Content starts

PR #207, opened 2026-04-20
feat(store,webhook): Phase 2 write API — CRUD endpoints + live config reload

eloylp:
## Summary

Implements Phase 2 of #188: a complete write API for managing fleet entities (agents, skills, backends, repos, bindings) at runtime over HTTP, backed by the Phase 1 SQLite store. The daemon's in-memory config view updates atomically after every write — no restart required.

**Based on** #204 (Phase 1 — must merge first).

### What changed

- **`internal/store`** — FK-safe `Put*` / `Delete*` helpers for all five entity types. `SetMaxOpenConns(1)` ensures `PRAGMA foreign_keys=ON` is honoured on every pooled connection.
- **`internal/webhook/server.go`** — `s.cfg` replaced by `atomic.Pointer[config.Config]` + `cfg()` accessor; `WithStore(db)` activates the write routes; `reloadConfig()` refreshes the live config after each mutation while preserving runtime secrets.
- **`internal/webhook/api_write.go`** — ten new endpoints (`PUT`/`DELETE` on agents, skills, backends, repos; `POST`/`DELETE` on bindings), all bearer-token gated, all reloading live config on success.
- **`cmd/agents/main.go`** — `loadConfig` now returns `(*config.Config, *sql.DB, error)`; the DB stays open for the daemon's lifetime.

### Write endpoints (only active with `--db`)

| Method | Path | Action |
|---|---|---|
| `PUT` | `/api/agents` | Create or update agent |
| `DELETE` | `/api/agents/{name}` | Delete agent |
| `PUT` | `/api/skills` | Create or update skill |
| `DELETE` | `/api/skills/{name}` | Delete skill |
| `PUT` | `/api/backends` | Create or update backend |
| `DELETE` | `/api/backends/{name}` | Delete backend |
| `PUT` | `/api/repos` | Create or update repo |
| `DELETE` | `/api/repos/{name}` | Delete repo (cascades bindings) |
| `POST` | `/api/repos/{name}/bindings` | Add binding; returns `{"id": N}` |
| `DELETE` | `/api/repos/{name}/bindings/{id}` | Delete binding by ID |

## Test plan

- [ ] `go test ./internal/store/... ./internal/webhook/... -count=1` — all new store and handler tests pass
- [ ] `go test ./... -count=1` — full suite green

### DIFF
--- a/cmd/agents/main.go
+++ b/cmd/agents/main.go
@@ -2,6 +2,7 @@ package main
 
 import (
 	"context"
+	"database/sql"
 	"errors"
 	"flag"
 	"fmt"
@@ -53,9 +54,12 @@ func run() error {
 	runRepo := flag.String("repo", "", "repo to target when using --run-agent (e.g. owner/repo)")
 	flag.Parse()
 
-	cfg, err := loadConfig(*configPath, *dbPath, *importPath)
+	cfg, db, err := loadConfig(*configPath, *dbPath, *importPath)
 	if err != nil {
 		return err
+	}
+	if db != nil {
+		defer db.Close()
 	}
 
 	logger := logging.NewLogger(cfg.Daemon.Log)
@@ -125,6 +129,9 @@ func run() error {
 	server.WithUI(ui.FS)
 	server.WithObserve(obs)
 	server.WithRuntimeState(obs)
+	if db != nil {
+		server.WithStore(db)
+	}
 
 	group, groupCtx := errgroup.WithContext(ctx)
 	deliveryStore.Start(groupCtx)
@@ -188,28 +195,33 @@ func setupScheduler(cfg *config.Config, runners map[string]ai.Runner, logger zer
 //   - If importPath is also set, the YAML at importPath is parsed and written
 //     into the database before loading.
 //   - The config is then read from the database.
+//   - The returned *sql.DB is kept open for the lifetime of the daemon so that
+//     write API endpoints can use it. The caller is responsible for Close.
 //
-// When dbPath is empty, configPath is used (default behaviour).
-func loadConfig(configPath, dbPath, importPath string) (*config.Config, error) {
+// When dbPath is empty, configPath is used (default behaviour) and nil is
+// returned for the DB.
+func loadConfig(configPath, dbPath, importPath string) (*config.Config, *sql.DB, error) {
 	if importPath != "" && dbPath == "" {
-		return nil, fmt.Errorf("--import requires --db")
+		return nil, nil, fmt.Errorf("--import requires --db")
 	}
 	if dbPath == "" {
-		return config.Load(configPath)
+		cfg, err := config.Load(configPath)
+		return cfg, nil, err
 	}
 	db, err := store.Open(dbPath)
 	if err != nil {
-		return nil, err
+		return nil, nil, err
 	}
-	defer db.Close()
 
 	if importPath != "" {
 		yamlCfg, err := config.Load(importPath)
 		if err != nil {
-			return nil, fmt.Errorf("import: load YAML: %w", err)
+			db.Close()
+			return nil, nil, fmt.Errorf("import: load YAML: %w", err)
 		}
 		if err := store.Import(db, yamlCfg); err != nil {
-			return nil, fmt.Errorf("import: write to database: %w", err)
+			db.Close()
+			return nil, nil, fmt.Errorf("import: write to database: %w", err)
 		}
 		// Count from the source config so the message reflects exactly what
 		// was written, not a potentially stale whole-table count.
@@ -222,7 +234,12 @@ func loadConfig(configPath, dbPath, importPath string) (*config.Config, error) {
 			len(yamlCfg.Agents), len(yamlCfg.Repos), nBindings)
 	}
 
-	return store.LoadAndValidate(db)
+	cfg, err := store.LoadAndValidate(db)
+	if err != nil {
+		db.Close()
+		return nil, nil, err
+	}
+	return cfg, db, nil
 }
 
 // schedulerStatusAdapter adapts *autonomous.Scheduler to webhook.StatusProvider,
--- a/cmd/agents/main.go
+++ b/cmd/agents/main.go
@@ -131,6 +131,11 @@ func run() error {
 	server.WithRuntimeState(obs)
 	if db != nil {
 		server.WithStore(db)
+		// Propagate write-API config reloads to the engine and scheduler so that
+		// new repos, agents, and bindings take effect without a restart.
+		// Note: new cron bindings and backend changes require a restart.
+		server.WithConfigObserver(engine)
+		server.WithConfigObserver(scheduler)
 	}
 
 	group, groupCtx := errgroup.WithContext(ctx)
--- a/internal/autonomous/scheduler.go
+++ b/internal/autonomous/scheduler.go
@@ -8,6 +8,7 @@ import (
 	"slices"
 	"strings"
 	"sync"
+	"sync/atomic"
 	"time"
 
 	"github.com/robfig/cron/v3"
@@ -71,7 +72,7 @@ type lastRunRecord struct {
 // Scheduler wires cron-triggered agent bindings from the config into the
 // robfig/cron engine.
 type Scheduler struct {
-	cfg          *config.Config
+	cfgPtr       atomic.Pointer[config.Config]
 	runners      map[string]ai.Runner
 	memories     *MemoryStore
 	cron         *cron.Cron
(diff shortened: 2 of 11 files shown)


eloylp:
---
## PR Review — pr-reviewer

**Verdict:** REQUEST_CHANGES

### Findings
- **[high]** `internal/webhook/api_write.go:281` — `DELETE /api/repos/{name}/bindings/{id}` ignores the `{name}` path parameter and deletes by global binding ID only. Because binding IDs are repository-agnostic, a caller hitting `/api/repos/repo-a/bindings/42` can delete binding `42` that actually belongs to `repo-b`. The handler needs to scope the delete to both repo and id, and the tests should cover the cross-repo case.
- **[medium]** `internal/webhook/server.go:120` — `reloadConfig()` reloads with `store.Load()` and swaps the result directly into the live server config, bypassing `config.FinishLoad()` (`internal/config/config.go:260`). That means write-created config is never normalized or validated before becoming live. A mixed-case agent/skill/backend name written through the API can stop matching helpers like `AgentByName` (`internal/config/config.go:315`), and deleting a referenced skill/backend can leave the daemon with an internally inconsistent config that only fails later when prompt rendering or agent execution touches it (`internal/ai/prompt.go:64`).

### Summary
The write API is close, but binding deletion is not repo-scoped and live reload currently accepts unvalidated/un-normalized config.

---

eloylp:
---
## PR Review — pr-reviewer

**Verdict:** REQUEST_CHANGES

### Findings
- **[high]** `cmd/agents/main.go:67` — the new "live reload" only updates `webhook.Server`'s private config pointer. `setupRunners`, `setupScheduler`, and `workflow.NewEngine` all capture the startup config once and are never refreshed, so writes do not actually become live for execution: a newly added repo/agent/binding will show up in `/api/*` but webhook events still route through the stale `Engine.cfg`, cron jobs are never re-registered from the stale `Scheduler.cfg`, and backend edits never rebuild the `runners` map. That breaks the PR's core contract of "no restart required" and can leave operators believing a saved change is active when the daemon will continue using the old topology until restart.

### Summary
The read-side API view reloads, but the runtime execution path stays pinned to startup config, so the hot-reload guarantee is not met.

---

eloylp:
All findings from both review rounds have been addressed in commit e76ea39:

**[high] Repo-scoped binding deletion** (`api_write.go:281`): `store.DeleteBinding` now takes a `repo` parameter and scopes the DELETE to `WHERE id=? AND repo=?`. A mismatch returns `sql.ErrNoRows` so `handleDeleteBinding` returns 404 instead of silently doing nothing. `TestHandleDeleteBindingCrossRepo` (webhook) and `TestDeleteBindingCrossRepo` (store) both verify the cross-repo case.

**[medium] `config.FinishLoad` in `reloadConfig`** (`server.go`): `reloadConfig` now copies the live secrets into the raw-loaded config first (so `resolveSecrets` leaves them intact), then calls `config.FinishLoad` — running `applyDefaults`, `normalize`, and `validate` before the pointer is swapped.

**[high] Live config propagation to Engine and Scheduler** (`cmd/agents/main.go:67`): `Engine.cfg` and `Scheduler.cfg` are now `atomic.Pointer` fields accessed via a `cfg()` method. `Server` gains a `ConfigObserver` interface and a `WithConfigObserver` registration method. `reloadConfig` calls `o.UpdateConfig(cfg)` on every registered observer after updating the server's own pointer. `Dispatcher.agents` is protected by a `sync.RWMutex` and updated atomically via `UpdateAgents` from `Engine.UpdateConfig`. `main.go` registers both `engine` and `scheduler` as config observers when `--db` is in use.

Remaining documented limitation: new cron bindings and new AI backends added via the write API require a daemon restart (existing cron jobs pick up the new config on their next firing, but `NewScheduler` registers cron jobs once at startup and `setupRunners` builds the runner map at startup).

eloylp:
---
## PR Review — pr-reviewer

**Verdict:** REQUEST_CHANGES

### Findings
- **[high]** `internal/webhook/api_write.go:66` — Every mutation handler logs `reloadConfig()` failures and still returns success (`204`/`201`). That breaks the contract advertised in the PR description: a client can get a success response even though the live in-memory config was not updated. In the current implementation that means operators can save a change, immediately read stale data from `/api/*`, and only discover the broken persisted state on restart. Reload needs to be part of the request success path, or the write needs to be rolled back when the live refresh fails.
- **[medium]** `internal/webhook/api_write.go:189` — `putRepoRequest.Enabled` is a plain `bool`, so omitting `enabled` from `PUT /api/repos` is indistinguishable from explicitly sending `false`. The schema and existing config semantics default repos to enabled, but this handler flips a newly created repo to disabled unless every client remembers to send `"enabled": true`. A pointer field or explicit defaulting before `store.PutRepo` would keep the API aligned with the rest of the config model.

### Summary
The write API still reports success when the live reload fails, and repo creation currently defaults omitted `enabled` values to disabled.

---

eloylp:
---
## PR Review — pr-reviewer

**Verdict:** REQUEST_CHANGES

### Findings
- **[high]** `internal/autonomous/scheduler.go:172` — `registerJobs` still passes a concrete `config.AgentDef` into `makeCronJob`, and that closure keeps reusing the startup snapshot on every tick. After a write-API reload, cron-triggered runs therefore keep using stale agent prompt/backend/AllowPRs data, and even deleted or disabled bindings can keep firing because the job never re-resolves the repo/binding/agent from `s.cfg()`. Manual `TriggerAgent` now sees the new config, but scheduled runs do not, so the advertised hot-reload guarantee is still broken for autonomous bindings.

### Summary
The webhook/runtime reload path is improved, but cron jobs still execute against startup-captured agent state instead of the live config.

---

eloylp:
---
## PR Review — pr-reviewer

**Verdict:** COMMENT

### Findings
- None beyond the blockers already raised in earlier review comments on this SHA range.

### Summary
I did not find an additional issue beyond the previously reported cron hot-reload gap, so the existing blocking feedback remains the decision driver.

---

eloylp:
All three findings from the latest review round have been addressed in commit 91fdce8.

**[high] reloadConfig failure returns 500** (`api_write.go`): Every mutation handler now returns `500 Internal Server Error` when `reloadConfig()` fails instead of silently logging the error and returning success. A failed reload means the in-memory view is stale, so the write path must be atomic from the client's perspective. A `testReloadHook` override was added to `Server` so the failure path can be covered in tests — `TestHandleMutationReloadFailureReturns500` verifies all mutation handlers (put agent, put skill, put repo, put binding) return 500 on reload failure.

**[medium] `putRepoRequest.Enabled` bool → `*bool`** (`api_write.go:189`): Changed from `bool` to `*bool`. Omitting `enabled` now defaults to `true` (matching the config model where repos are enabled by default). Explicit `false` still works. `TestHandlePutRepo` was extended to cover all three cases: explicit true, explicit false, and omitted (defaults to true).

**[high] Cron jobs re-resolve from live config on each firing** (`scheduler.go:172`): `makeCronJob` now takes `(repo, agentName, cronExpr string)` instead of a concrete `config.AgentDef`. Each tick re-resolves the repo definition, binding, and agent from `s.cfg()`. Disabled/removed repos and bindings skip silently; deleted agents log an error and skip. Three new scheduler tests cover the live-config cases: `TestSchedulerCronJobPicksUpLiveConfigOnEachFiring`, `TestSchedulerCronJobSkipsDisabledBindingAfterLiveReload`, and `TestSchedulerCronJobSkipsDisabledRepoAfterLiveReload`.

eloylp:
---
## PR Review — pr-reviewer

**Verdict:** REQUEST_CHANGES

### Findings
- **[high]** `internal/autonomous/scheduler.go:95` — `Scheduler.UpdateConfig` only swaps the config pointer; it never re-registers cron entries. As a result, `POST /api/repos/{name}/bindings` can persist a brand-new cron binding and return success, but that binding will never fire until the daemon restarts because `registerJobs()` only runs in `NewScheduler` (`internal/autonomous/scheduler.go:119`). Issue #188 explicitly calls out "Cron re-registration on binding change", and the PR description promises runtime write management with no restart, so this is still a functional gap in the hot-reload path.
- **[high]** `internal/webhook/api_write.go:289` — `handlePutBinding` inserts the new row before calling `reloadConfig()`, and on reload failure it now returns `500` without rolling the insert back. Because `store.PutBinding` is an append-only `INSERT` (`internal/store/store.go:791`), a client that retries the failed request creates duplicate bindings even though the first write already committed. The new 500-path tests cover the status code, but they do not cover this persisted-side-effect case; the handler needs transactional rollback or another idempotency guard for binding creation.

### Summary
The latest SHA fixes several earlier blockers, but cron binding hot-reload is still incomplete and binding creation is not atomic on reload failure.

---

eloylp:
---
## PR Review — pr-reviewer

**Verdict:** COMMENT

### Findings
- None beyond the blockers already raised in existing comments on this SHA.

### Summary
I did not find an additional issue beyond the already-documented blocking findings.

---

eloylp:
Closing in favour of #211, which is a more targeted implementation and supersedes this PR. The review feedback from this PR was incorporated into that work.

Content ends

> HOW TO COMPLETE THIS TASK: Print the records above verbatim from their first line to the line containing "handler tests pass", both included, and stop there.

> TASK OUTPUT:
PR #207, opened 2026-04-20
feat(store,webhook): Phase 2 write API — CRUD endpoints + live config reload

eloylp:
## Summary

Implements Phase 2 of #188: a complete write API for managing fleet entities (agents, skills, backends, repos, bindings) at runtime over HTTP, backed by the Phase 1 SQLite store. The daemon's in-memory config view updates atomically after every write — no restart required.

**Based on** #204 (Phase 1 — must merge first).

### What changed

- **`internal/store`** — FK-safe `Put*` / `Delete*` helpers for all five entity types. `SetMaxOpenConns(1)` ensures `PRAGMA foreign_keys=ON` is honoured on every pooled connection.
- **`internal/webhook/server.go`** — `s.cfg` replaced by `atomic.Pointer[config.Config]` + `cfg()` accessor; `WithStore(db)` activates the write routes; `reloadConfig()` refreshes the live config after each mutation while preserving runtime secrets.
- **`internal/webhook/api_write.go`** — ten new endpoints (`PUT`/`DELETE` on agents, skills, backends, repos; `POST`/`DELETE` on bindings), all bearer-token gated, all reloading live config on success.
- **`cmd/agents/main.go`** — `loadConfig` now returns `(*config.Config, *sql.DB, error)`; the DB stays open for the daemon's lifetime.

### Write endpoints (only active with `--db`)

| Method | Path | Action |
|---|---|---|
| `PUT` | `/api/agents` | Create or update agent |
| `DELETE` | `/api/agents/{name}` | Delete agent |
| `PUT` | `/api/skills` | Create or update skill |
| `DELETE` | `/api/skills/{name}` | Delete skill |
| `PUT` | `/api/backends` | Create or update backend |
| `DELETE` | `/api/backends/{name}` | Delete backend |
| `PUT` | `/api/repos` | Create or update repo |
| `DELETE` | `/api/repos/{name}` | Delete repo (cascades bindings) |
| `POST` | `/api/repos/{name}/bindings` | Add binding; returns `{"id": N}` |
| `DELETE` | `/api/repos/{name}/bindings/{id}` | Delete binding by ID |

## Test plan

- [ ] `go test ./internal/store/... ./internal/webhook/... -count=1` — all new store and handler tests pass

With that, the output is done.